* [Provided data]
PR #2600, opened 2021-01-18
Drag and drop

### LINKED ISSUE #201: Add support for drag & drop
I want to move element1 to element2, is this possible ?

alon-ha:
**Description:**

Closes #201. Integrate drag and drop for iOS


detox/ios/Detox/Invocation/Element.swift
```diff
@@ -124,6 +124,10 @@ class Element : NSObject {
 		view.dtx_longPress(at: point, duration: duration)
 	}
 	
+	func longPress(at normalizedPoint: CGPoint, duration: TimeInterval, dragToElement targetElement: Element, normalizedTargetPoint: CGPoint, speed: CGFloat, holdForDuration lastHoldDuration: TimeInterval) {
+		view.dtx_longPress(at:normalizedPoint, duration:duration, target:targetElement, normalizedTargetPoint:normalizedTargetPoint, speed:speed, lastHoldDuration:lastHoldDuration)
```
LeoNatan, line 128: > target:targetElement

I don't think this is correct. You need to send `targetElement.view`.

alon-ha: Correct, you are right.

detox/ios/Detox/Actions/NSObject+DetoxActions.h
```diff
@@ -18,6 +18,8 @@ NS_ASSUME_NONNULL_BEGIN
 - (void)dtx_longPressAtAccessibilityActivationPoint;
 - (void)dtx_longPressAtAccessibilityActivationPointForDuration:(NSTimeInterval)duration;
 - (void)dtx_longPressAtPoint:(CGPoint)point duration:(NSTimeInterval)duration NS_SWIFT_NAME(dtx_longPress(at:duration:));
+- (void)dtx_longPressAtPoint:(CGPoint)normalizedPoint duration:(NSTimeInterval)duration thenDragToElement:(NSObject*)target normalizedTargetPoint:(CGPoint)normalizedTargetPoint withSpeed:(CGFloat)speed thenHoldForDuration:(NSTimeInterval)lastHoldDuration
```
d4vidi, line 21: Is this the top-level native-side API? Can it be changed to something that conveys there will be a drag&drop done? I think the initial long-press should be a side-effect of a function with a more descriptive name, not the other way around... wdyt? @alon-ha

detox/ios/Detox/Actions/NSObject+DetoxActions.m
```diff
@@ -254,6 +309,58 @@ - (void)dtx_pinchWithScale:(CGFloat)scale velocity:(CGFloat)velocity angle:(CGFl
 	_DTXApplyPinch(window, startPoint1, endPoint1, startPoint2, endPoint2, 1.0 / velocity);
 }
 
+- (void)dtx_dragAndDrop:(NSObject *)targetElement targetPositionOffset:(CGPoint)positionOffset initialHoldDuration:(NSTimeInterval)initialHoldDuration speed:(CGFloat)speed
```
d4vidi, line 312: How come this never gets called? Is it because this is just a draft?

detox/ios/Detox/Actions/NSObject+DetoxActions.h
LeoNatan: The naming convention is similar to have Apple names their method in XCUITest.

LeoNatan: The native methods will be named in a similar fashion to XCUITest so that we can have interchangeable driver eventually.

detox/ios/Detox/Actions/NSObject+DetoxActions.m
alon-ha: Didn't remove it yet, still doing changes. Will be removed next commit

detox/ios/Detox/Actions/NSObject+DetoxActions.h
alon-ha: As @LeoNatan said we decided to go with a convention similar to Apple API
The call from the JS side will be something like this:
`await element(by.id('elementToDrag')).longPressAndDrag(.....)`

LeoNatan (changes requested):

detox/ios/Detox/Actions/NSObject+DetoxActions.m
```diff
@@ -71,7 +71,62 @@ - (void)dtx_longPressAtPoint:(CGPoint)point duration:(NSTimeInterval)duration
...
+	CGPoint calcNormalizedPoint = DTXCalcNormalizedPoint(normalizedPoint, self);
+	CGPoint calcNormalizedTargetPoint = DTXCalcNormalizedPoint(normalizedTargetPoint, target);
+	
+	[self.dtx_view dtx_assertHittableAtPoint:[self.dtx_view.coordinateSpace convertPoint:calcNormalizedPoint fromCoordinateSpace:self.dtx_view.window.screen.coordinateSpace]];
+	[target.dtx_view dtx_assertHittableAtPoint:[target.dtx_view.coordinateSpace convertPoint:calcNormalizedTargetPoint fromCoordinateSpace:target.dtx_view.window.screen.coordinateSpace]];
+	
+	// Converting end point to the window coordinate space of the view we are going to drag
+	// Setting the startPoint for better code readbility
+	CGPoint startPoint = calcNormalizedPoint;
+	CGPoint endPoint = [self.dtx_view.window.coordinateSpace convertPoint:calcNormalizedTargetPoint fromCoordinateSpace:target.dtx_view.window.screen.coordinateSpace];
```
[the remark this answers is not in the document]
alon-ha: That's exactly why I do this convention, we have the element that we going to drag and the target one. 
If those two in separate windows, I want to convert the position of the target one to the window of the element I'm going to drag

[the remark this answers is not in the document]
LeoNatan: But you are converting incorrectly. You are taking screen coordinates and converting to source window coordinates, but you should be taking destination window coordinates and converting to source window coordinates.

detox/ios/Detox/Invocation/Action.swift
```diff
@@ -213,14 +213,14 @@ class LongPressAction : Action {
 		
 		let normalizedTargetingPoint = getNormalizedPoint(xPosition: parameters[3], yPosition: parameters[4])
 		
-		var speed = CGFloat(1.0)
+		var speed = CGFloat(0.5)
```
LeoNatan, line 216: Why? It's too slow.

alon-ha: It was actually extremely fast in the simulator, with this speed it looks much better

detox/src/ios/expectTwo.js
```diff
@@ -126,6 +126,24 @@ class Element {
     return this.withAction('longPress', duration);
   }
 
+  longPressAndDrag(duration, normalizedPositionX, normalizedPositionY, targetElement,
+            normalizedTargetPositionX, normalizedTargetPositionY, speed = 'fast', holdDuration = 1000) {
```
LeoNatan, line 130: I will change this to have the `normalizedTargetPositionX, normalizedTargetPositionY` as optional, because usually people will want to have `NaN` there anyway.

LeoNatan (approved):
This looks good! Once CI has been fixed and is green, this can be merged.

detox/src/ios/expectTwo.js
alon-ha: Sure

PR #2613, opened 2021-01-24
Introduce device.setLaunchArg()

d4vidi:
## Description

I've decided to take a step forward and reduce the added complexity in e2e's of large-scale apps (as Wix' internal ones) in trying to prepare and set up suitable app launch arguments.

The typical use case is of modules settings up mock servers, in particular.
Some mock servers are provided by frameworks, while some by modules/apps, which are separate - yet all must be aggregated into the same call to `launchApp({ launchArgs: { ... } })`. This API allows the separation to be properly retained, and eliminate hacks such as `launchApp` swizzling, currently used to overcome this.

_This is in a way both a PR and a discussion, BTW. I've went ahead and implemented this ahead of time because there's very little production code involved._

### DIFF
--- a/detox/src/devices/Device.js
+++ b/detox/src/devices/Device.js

* [Exercise objective] Copy each line in the entries above where "side" turns up.

* [Response]
d4vidi, line 21: Is this the top-level native-side API? Can it be changed to something that conveys there will be a drag&drop done? I think the initial long-press should be a side-effect of a function with a more descriptive name, not the other way around... wdyt? @alon-ha
The call from the JS side will be something like this:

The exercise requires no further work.